Copy each line of the listing below where the word "harness" turns up.

SUPPLIED RECORDS section start

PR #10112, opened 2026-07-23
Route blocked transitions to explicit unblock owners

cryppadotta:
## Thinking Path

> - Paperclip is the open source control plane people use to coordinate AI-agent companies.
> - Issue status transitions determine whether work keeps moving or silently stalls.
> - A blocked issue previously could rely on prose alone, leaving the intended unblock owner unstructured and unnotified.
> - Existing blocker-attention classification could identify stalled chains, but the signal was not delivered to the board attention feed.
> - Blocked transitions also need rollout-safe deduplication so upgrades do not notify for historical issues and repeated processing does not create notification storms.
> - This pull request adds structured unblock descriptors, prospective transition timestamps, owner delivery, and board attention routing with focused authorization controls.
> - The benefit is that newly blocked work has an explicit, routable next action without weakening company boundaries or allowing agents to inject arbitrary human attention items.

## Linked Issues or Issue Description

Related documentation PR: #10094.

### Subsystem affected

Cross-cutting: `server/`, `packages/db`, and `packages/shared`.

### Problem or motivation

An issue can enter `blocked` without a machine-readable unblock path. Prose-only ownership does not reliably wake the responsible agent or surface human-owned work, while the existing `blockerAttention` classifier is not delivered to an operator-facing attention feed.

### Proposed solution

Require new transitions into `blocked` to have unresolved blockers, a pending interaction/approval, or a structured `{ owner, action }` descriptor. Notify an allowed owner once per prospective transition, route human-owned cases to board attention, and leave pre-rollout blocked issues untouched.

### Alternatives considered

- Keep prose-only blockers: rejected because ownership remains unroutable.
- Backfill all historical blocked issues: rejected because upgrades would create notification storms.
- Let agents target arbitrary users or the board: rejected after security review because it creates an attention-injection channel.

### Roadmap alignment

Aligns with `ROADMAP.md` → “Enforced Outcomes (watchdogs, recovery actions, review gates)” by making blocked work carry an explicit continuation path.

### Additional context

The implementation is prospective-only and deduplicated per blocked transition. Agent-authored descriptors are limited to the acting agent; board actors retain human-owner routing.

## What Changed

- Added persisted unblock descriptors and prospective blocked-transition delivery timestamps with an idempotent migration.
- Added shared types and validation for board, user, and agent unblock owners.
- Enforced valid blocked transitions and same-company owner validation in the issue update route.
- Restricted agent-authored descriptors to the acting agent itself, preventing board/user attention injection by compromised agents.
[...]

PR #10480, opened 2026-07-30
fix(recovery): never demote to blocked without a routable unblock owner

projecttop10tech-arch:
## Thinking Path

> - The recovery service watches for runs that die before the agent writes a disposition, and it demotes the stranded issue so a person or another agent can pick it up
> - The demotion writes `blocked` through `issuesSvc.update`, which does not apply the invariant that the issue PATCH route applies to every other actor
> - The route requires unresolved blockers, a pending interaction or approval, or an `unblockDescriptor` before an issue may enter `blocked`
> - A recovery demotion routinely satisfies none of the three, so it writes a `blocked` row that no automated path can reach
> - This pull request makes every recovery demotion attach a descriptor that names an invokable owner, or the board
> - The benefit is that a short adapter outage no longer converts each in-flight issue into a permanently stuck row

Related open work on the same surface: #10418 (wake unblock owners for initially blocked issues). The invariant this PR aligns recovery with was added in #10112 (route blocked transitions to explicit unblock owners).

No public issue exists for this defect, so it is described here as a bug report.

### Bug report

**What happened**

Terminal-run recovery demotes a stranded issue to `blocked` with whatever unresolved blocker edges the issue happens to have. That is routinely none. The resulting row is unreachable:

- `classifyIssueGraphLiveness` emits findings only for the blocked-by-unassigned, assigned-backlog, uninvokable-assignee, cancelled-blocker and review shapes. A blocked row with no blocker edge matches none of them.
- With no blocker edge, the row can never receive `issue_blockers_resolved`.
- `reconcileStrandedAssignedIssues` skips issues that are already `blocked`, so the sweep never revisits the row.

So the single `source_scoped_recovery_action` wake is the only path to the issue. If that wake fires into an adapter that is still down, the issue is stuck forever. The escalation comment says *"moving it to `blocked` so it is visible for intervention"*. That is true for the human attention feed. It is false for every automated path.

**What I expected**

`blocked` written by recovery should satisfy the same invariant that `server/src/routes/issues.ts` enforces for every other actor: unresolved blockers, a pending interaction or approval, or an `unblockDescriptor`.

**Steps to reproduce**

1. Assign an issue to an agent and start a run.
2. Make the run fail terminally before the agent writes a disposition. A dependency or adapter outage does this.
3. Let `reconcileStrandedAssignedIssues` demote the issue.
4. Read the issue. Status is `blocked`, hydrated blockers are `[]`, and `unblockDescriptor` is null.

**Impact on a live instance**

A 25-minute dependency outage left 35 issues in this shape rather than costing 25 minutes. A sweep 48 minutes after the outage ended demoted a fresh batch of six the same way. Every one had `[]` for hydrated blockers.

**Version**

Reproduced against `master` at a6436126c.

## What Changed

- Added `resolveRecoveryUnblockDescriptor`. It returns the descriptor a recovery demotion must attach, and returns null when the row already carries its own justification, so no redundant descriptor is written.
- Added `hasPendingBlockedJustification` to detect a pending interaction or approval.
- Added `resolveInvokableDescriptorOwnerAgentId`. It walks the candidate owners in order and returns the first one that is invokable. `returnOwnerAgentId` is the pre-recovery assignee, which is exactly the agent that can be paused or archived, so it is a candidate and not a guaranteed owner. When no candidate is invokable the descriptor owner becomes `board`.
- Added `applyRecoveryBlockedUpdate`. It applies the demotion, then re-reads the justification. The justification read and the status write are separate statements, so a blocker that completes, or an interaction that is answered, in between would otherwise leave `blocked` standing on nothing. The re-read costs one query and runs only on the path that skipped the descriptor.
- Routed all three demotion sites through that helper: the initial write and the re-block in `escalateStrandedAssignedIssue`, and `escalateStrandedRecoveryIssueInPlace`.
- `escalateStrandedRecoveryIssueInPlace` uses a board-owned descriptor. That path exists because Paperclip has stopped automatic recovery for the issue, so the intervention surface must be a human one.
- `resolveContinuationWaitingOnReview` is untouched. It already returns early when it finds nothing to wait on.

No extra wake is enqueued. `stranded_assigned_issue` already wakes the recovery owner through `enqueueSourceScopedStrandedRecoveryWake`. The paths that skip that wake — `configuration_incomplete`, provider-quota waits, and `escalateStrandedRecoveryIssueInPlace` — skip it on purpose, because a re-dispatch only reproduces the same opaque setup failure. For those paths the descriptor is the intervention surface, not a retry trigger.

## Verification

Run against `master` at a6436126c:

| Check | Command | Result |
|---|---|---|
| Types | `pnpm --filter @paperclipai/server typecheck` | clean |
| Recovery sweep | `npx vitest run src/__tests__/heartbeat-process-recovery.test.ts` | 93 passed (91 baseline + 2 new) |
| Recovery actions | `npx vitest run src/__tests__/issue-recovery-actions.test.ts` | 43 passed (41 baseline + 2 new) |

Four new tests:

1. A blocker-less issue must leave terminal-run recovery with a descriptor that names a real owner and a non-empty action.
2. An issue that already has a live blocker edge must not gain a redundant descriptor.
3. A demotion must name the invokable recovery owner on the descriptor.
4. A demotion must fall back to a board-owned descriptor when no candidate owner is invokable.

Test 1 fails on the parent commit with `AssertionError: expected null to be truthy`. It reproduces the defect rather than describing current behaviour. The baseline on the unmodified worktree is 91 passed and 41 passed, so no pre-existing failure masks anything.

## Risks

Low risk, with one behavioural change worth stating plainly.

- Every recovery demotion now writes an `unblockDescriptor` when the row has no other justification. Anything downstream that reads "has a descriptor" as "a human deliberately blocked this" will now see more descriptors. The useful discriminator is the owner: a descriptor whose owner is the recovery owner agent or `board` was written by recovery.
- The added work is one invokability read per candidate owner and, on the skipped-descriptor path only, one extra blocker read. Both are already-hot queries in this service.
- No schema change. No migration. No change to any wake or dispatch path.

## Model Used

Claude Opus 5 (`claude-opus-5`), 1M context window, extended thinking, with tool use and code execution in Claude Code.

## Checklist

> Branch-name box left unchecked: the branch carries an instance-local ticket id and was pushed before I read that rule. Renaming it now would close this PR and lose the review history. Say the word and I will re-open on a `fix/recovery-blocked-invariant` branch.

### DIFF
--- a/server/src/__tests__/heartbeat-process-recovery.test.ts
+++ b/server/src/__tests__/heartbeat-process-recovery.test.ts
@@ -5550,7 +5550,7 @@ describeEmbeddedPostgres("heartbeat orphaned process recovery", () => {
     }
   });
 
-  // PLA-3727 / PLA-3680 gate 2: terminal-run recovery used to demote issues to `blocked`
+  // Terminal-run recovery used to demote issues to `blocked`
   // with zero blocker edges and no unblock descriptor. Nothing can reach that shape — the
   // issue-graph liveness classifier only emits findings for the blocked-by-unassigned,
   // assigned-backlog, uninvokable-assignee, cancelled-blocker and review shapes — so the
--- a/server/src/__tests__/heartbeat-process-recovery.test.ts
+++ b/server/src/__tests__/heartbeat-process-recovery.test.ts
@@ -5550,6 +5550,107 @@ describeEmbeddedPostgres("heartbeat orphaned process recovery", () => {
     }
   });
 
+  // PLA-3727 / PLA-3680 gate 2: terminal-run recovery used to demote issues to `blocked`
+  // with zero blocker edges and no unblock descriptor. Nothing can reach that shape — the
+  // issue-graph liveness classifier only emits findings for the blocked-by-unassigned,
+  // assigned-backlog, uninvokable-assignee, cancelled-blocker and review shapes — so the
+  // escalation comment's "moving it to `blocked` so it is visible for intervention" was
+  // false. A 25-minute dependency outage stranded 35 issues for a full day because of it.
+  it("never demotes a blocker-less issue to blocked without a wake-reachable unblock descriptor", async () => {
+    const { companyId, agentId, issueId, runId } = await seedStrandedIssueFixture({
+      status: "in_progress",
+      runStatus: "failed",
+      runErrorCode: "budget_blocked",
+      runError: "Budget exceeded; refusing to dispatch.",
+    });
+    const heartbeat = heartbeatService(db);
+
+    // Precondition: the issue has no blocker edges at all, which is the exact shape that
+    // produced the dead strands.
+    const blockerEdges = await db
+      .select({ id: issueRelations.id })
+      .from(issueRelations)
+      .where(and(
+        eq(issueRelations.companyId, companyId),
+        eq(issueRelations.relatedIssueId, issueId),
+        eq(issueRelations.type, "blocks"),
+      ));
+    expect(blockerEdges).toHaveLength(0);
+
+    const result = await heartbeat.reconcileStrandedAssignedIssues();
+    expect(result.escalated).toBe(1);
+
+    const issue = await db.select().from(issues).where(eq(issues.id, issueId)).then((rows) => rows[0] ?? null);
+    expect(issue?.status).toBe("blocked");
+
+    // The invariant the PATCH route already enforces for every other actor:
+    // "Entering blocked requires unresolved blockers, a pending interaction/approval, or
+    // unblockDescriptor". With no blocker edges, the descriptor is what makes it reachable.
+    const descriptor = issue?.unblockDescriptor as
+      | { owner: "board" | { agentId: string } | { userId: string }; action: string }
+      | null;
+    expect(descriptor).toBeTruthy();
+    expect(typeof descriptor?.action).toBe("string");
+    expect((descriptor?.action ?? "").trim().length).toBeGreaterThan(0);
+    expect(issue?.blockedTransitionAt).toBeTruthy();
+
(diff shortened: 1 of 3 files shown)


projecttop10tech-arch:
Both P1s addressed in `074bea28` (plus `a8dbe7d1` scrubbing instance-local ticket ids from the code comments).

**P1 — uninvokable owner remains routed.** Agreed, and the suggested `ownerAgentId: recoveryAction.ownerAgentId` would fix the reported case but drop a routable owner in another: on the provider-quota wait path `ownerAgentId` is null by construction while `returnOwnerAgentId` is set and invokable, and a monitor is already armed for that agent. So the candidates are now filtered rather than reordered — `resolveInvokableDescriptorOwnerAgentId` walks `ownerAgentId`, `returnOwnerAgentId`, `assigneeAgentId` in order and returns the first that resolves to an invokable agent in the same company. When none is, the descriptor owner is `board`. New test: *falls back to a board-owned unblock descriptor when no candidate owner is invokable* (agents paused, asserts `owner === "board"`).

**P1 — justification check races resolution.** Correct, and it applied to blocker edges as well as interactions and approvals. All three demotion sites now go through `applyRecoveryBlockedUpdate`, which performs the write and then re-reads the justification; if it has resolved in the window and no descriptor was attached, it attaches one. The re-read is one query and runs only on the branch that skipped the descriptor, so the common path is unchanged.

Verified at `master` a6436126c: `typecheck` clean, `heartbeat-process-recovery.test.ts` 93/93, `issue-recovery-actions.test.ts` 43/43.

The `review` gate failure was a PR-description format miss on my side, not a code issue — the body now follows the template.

SUPPLIED RECORDS section end
SUPPLIED RECORDS section start

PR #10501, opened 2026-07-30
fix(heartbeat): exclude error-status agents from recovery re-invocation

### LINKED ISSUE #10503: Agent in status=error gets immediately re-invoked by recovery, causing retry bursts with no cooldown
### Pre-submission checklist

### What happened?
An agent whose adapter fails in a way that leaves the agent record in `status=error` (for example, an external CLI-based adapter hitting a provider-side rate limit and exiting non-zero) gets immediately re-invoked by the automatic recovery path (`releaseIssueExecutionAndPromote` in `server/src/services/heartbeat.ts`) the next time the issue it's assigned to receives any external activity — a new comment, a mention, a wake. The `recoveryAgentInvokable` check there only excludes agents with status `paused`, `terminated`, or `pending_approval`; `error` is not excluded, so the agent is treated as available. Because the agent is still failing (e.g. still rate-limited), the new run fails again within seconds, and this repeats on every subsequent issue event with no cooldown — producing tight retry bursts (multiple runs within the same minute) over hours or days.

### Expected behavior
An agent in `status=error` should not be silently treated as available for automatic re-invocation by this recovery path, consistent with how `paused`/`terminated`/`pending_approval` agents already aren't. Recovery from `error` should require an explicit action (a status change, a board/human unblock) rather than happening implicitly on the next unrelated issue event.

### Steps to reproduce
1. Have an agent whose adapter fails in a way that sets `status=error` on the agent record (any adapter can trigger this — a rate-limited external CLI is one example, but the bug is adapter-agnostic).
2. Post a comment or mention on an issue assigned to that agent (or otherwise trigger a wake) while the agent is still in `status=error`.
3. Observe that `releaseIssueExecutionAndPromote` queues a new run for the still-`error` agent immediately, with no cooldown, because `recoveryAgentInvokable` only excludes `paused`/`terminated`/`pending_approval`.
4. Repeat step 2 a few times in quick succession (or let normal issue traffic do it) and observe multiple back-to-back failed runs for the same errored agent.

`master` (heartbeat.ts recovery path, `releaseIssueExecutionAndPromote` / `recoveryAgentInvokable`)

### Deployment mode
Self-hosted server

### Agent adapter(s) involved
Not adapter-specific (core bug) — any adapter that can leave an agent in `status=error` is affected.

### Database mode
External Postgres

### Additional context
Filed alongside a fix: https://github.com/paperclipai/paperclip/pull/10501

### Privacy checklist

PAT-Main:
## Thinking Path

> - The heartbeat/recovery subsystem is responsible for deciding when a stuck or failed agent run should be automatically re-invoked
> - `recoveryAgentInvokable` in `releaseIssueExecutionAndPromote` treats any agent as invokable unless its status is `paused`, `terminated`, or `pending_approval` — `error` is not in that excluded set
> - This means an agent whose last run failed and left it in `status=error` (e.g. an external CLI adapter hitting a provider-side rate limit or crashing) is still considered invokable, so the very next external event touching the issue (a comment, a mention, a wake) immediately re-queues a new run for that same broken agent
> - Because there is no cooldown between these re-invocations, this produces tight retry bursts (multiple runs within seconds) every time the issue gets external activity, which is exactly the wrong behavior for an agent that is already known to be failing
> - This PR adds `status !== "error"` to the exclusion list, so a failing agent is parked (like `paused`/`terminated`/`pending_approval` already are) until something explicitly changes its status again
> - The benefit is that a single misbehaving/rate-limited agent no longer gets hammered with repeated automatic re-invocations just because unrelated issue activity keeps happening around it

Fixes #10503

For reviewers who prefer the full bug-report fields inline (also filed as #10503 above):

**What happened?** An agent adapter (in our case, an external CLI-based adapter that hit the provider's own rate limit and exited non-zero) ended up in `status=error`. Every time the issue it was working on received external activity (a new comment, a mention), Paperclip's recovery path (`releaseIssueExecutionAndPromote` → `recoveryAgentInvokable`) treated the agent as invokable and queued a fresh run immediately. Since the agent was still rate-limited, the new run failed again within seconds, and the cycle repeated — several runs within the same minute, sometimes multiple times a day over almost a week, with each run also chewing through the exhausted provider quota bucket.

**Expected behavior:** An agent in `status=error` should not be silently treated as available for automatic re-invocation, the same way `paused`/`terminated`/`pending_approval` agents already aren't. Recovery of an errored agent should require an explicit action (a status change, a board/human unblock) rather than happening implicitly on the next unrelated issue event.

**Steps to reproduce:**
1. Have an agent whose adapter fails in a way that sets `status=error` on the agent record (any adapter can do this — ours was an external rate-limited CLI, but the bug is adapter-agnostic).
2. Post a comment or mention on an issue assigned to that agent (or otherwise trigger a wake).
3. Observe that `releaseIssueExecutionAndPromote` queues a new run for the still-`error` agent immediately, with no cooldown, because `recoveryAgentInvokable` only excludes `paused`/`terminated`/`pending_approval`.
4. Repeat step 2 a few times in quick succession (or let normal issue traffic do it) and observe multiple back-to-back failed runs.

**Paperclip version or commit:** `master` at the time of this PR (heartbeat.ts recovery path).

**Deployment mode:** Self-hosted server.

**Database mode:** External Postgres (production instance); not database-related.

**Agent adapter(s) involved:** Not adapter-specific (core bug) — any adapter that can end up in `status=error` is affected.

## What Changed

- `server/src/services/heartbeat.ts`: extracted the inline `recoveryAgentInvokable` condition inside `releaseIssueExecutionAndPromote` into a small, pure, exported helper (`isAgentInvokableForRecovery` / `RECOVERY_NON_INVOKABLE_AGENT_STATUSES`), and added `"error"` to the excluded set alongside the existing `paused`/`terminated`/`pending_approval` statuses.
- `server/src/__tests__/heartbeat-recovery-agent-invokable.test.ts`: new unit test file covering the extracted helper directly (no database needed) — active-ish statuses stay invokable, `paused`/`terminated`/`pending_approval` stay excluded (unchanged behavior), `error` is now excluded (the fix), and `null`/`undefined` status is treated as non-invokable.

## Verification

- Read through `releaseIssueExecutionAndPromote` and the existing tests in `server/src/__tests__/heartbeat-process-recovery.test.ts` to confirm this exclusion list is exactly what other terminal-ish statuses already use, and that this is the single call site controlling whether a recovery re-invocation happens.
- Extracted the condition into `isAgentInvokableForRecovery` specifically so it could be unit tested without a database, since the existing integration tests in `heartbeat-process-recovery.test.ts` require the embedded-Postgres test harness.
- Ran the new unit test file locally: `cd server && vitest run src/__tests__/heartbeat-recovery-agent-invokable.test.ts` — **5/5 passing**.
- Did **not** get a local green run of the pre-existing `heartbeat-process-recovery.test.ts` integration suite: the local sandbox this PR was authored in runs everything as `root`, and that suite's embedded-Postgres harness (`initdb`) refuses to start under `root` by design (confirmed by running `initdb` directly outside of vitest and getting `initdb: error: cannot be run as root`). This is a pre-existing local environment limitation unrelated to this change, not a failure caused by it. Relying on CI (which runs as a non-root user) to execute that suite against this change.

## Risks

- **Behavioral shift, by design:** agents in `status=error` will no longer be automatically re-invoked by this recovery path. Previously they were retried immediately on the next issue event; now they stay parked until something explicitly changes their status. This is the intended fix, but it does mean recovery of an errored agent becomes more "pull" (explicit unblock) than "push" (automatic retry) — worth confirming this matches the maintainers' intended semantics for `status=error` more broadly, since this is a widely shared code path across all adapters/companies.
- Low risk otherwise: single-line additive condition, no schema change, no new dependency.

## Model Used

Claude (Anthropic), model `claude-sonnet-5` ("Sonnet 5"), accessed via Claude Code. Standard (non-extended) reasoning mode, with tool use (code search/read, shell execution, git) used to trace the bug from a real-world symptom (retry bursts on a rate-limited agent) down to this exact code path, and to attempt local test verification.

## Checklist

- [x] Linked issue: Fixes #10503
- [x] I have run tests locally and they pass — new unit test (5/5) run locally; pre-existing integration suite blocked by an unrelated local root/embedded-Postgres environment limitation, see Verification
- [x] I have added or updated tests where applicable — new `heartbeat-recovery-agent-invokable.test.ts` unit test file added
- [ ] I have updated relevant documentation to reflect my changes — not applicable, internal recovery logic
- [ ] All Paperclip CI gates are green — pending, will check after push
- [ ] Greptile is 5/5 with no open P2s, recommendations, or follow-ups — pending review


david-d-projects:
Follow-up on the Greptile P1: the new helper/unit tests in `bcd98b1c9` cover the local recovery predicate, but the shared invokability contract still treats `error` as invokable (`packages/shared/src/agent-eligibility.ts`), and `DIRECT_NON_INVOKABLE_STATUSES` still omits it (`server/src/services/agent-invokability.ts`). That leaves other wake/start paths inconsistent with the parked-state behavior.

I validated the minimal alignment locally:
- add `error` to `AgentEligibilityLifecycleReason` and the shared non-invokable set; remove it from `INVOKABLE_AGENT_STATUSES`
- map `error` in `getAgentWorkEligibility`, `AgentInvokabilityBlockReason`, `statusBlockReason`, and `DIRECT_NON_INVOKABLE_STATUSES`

SUPPLIED RECORDS section end

RESULT:
- Extracted the condition into `isAgentInvokableForRecovery` specifically so it could be unit tested without a database, since the existing integration tests in `heartbeat-process-recovery.test.ts` require the embedded-Postgres test harness.
- Did **not** get a local green run of the pre-existing `heartbeat-process-recovery.test.ts` integration suite: the local sandbox this PR was authored in runs everything as `root`, and that suite's embedded-Postgres harness (`initdb`) refuses to start under `root` by design (confirmed by running `initdb` directly outside of vitest and getting `initdb: error: cannot be run as root`). This is a pre-existing local environment limitation unrelated to this change, not a failure caused by it. Relying on CI (which runs as a non-root user) to execute that suite against this change.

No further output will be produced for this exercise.